Harry Walter Perkowski (September 6, 1922 – April 20, 2016) was an American pitcher in Major League Baseball who played between 1947 and 1955 for the Cincinnati Reds / Redlegs (1947, 1949–54) and Chicago Cubs (1955). Listed at 6 ft 3 in, 196 lb, he batted and threw left-handed.

==Career==
A native of Dante, Virginia, Perkowski started his baseball career playing semi-pro ball in the coal fields around his hometown. He later pitched briefly for the Natchez Giants of the Evangeline League before getting drafted and joining the U.S. Navy in 1943.

Perkowski joined the amphibious force during World War II, helping escort troops and tanks into hot spots on Landing Craft Tanks. He served 19 months in the Atlantic and 11 months in the Pacific, including four invasions during the war in Africa, Sicily, Italy, and Normandy. "I was all over the place just about", he later recalled.

Following his discharge from military service in 1946, Perkowski signed with the Cincinnati Reds and enjoyed an outstanding year in the Pioneer League for the Ogden Reds, posting a 23–6 record with 209 strikeouts and a 2.09 ERA in 247 innings pitched. He led the league with his 23 wins and his six shutouts tied for the league lead.

In 1947, Perkowski gained a promotion to the Columbia team of the South Atlantic League, where he finished 17–12 with 133 strikeouts and a 3.57 ERA in 247 innings before joining the Reds in late September. He posted a 3.68 ERA in three games (one start) before the season ended, but Cincinnati felt he was not quite ready for the major leagues at this point.

Perkowski spent 1948 with the Tulsa Oilers of the Texas League, hurling his second 20-victory season in the minors. He finished 22–10 with 163 strikeouts and a 2.98 ERA in 263 innings, leading the league in wins and hurled a remarkable 21 complete games to lead his team to a 91–63 record. In 1949, he went to the Syracuse Chiefs of the International League and posted a 14–12 record with 138 strikeouts and a 3.70 ERA in 209 innings.

After that, Perkowski joined the Reds again in 1950 and remained with the team for the next five years. His most productive season came in 1952, when he went 12–10 with career-highs in innings pitched (194), strikeouts (86) and ERA (3.80). He finished 12–11 with a 4.52 ERA in 1953. On July 19 of that year, he pitched a 12-inning, three-hit, 1–0 shutout against the New York Giants at Crosley Field. Battery teammate Hobie Landrith provided the difference with a walk-off home run in the bottom of the 12th.

At the end of 1954, Cincinnati traded Perkowski along with Jim Bolger and Ted Tappe to the Chicago Cubs in exchange for Johnny Klippstein and Jim Willis.
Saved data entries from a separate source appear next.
PR #219, opened 2021-07-09
Bhoflich/interval run strategy fix

bhoflich:
This fixes an error for uninitialized value $aiPassed... when using the interval runStrategy.
It also adds the successStr into the print message for the same runStrategy, to make them more meaningful.

I am pull requesting this into master because it is a bug fix that does not impact performance.


RebeccaYo (approved):
I can see how
$self->passRT->{$appInstanceNum} = 0;
$self->passFailure->{$appInstanceNum} = 0;
were initialized in the case that max passing interval could not be found, but were never initialized in the case that maxPassInterval never existed due to use of Interval strategy which doesn't find max passing users. Then, those values are called in isPassed.
I think it's fine to merge this into master too.

PR #228, opened 2022-02-01
collect k8s events log

lalvarezsanc:
Collecting kubernetes event log and storing in weathervane/output/<run_num>/0/configuration/clusters/k8sCluster.


runHarness/ComputeResources/KubernetesCluster.pm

He made 25 appearances for the Cubs in 1955, then returned to the minors in 1956 where he continued pitching until 1960, spending time with Los Angeles, Tulsa, Memphis, Fort Worth and Denver clubs.

In an eight-season majors career, Perkowski posted a 33–40 record with a 4.37 ERA in 184 appearances, including 76 starts, 24 complete games, four shutouts, five saves, and 6972/3 innings of work.
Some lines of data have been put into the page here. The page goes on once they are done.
PR #230, opened 2022-02-03
cleanup after building images

lalvarezsanc:
Calling docker rmi -f $(docker images -q) and docker container prune -f within cleanupAfterBuild subroutine.

### DIFF
--- a/buildDockerImages.pl
+++ b/buildDockerImages.pl
@@ -199,11 +199,22 @@ sub setupForBuild {
 	runAndLog($fileout, "cp -r ./workloadConfiguration ./dockerImages/runharness/workloadConfiguration");
 }
 
+sub removeImagesAndContainers {
+	my ($fileout, @imageIDs) = @_;
+	
+	foreach my $imageID (@imageIDs){
+		runAndLog($fileout, "docker rm \$(docker ps -a | grep \"${imageID}\" | awk '{print \$1}')"); # Removing containers
+		runAndLog($fileout, "docker images -a | grep \"${imageID}\" | awk '{print \$3}' | xargs docker rmi"); # removing image
+	}
+	#Catching any left-over images/containers
+	runAndLog($fileout, "docker images -a | grep \"weathervane*\\|openjdk*\\|centos*\" | awk '{print \$3}' | xargs docker rmi"); # removing images
+	runAndLog($fileout, "docker rm \$(docker ps -a | grep \"weathervane*\" | awk '{print \$1}')"); # Removing containers
+}
+
 sub cleanupAfterBuild {
 	my ($fileout, @imageIDs) = @_;
 	#cleaning extraneous files from previous runs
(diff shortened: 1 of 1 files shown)


buildDockerImages.pl
```diff
@@ -195,6 +195,10 @@ sub setupForBuild {
 
 sub cleanupAfterBuild {
 	my ($fileout) = @_;
+	#cleaning extraneous files from previous runs
+	runAndLog($fileout, "docker rmi -f \$(docker images -q)");
+	runAndLog($fileout, "docker container prune -f");
```
bhoflich, line 200: The first line removes all docker images including non weathervane related ones?
The second line removes all containers including non weathervane related ones?
I don't think every user wants to do either of these by default and maybe not even optionally as part of the script -- they can always been done manually if needed.
Is there a straight forward way to prune by some filter just the weathervane related containers typically left behind?

lalvarezsanc: That's a good point, the same thought crossed my mind. I'll see if there's a way to filter which gets deleted and which doesn't.

RebeccaYo:
@lalvarezsanc @bhoflich 
Hi Luis, I apologize for not getting to this yesterday, I had an urgent issue come up.

I tested "docker images -a | grep \"weathervane*\" | awk '{print \$3}' | xargs docker rmi" on the CICD driver VM. Afterward, I found some remaining images that were not named 'weathervane-' but were still used during the build.

Before running the cleanup command:
image

After running cleanup command: 
image

You might consider if you want to specify these for deletion.

The CICD pipeline where this was tested specifies to download openjdk and harbor-repo.vmware.com/dockerhub-proxy-cache/library/openjdk images from Corporate Harbor because if not specified, it was defaulting to download from DockerHub which was failing. If the default DockerHub download was succeeding, I'm not sure whether the result of cleanup would be the same or not, that is, you would want to test what the openjdk repository and tag would read.

Regarding the container cleanup command, did you confirm that the container created on the driver during build can be filtered using "weathervane*"?
Here's the containers that were present on my Driver prior to cleanup, notice the names are not specified:
image

RebeccaYo:
> However, I do not seem to get any leftover containers after the running buildDockerImages script

I believe the container is left over when the script is aborted midway. I wouldn't expect it to be left on normal execution.

buildDockerImages.pl
```diff
@@ -193,8 +194,18 @@ sub setupForBuild {
 	runAndLog($fileout, "cp -r ./workloadConfiguration ./dockerImages/runharness/workloadConfiguration");
 }
 
+sub removeImagesAndContainers {
```
RebeccaYo, line 197: Only one more comment; since the container removal is no longer present, this subroutine should be renamed.

RebeccaYo (changes requested):

RebeccaYo (approved):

Arm troubles soon caught up with Perkowski, though. He possessed a hard fastball and a devastating curve, but his delivery was bothered by control problems for most of his career as shown by his 0.91 strikeout-to-walk ratio (296-to-324). A good-hitting pitcher, he eventually was used in pinch-hitting duties. In 197 games, he posted a .180 average (43-for-239) with 13 RBI and nine extra bases, including one home run. A fine fielder as well, he committed only two errors in 171 total chances for a .988 fielding percentage.

==Later life and death==
Following baseball Perkowski served in local law enforcement, ambulance and school bus driver, and with the West Virginia Department of Highways. He died in Beckley, West Virginia on April 20, 2016, aged 93.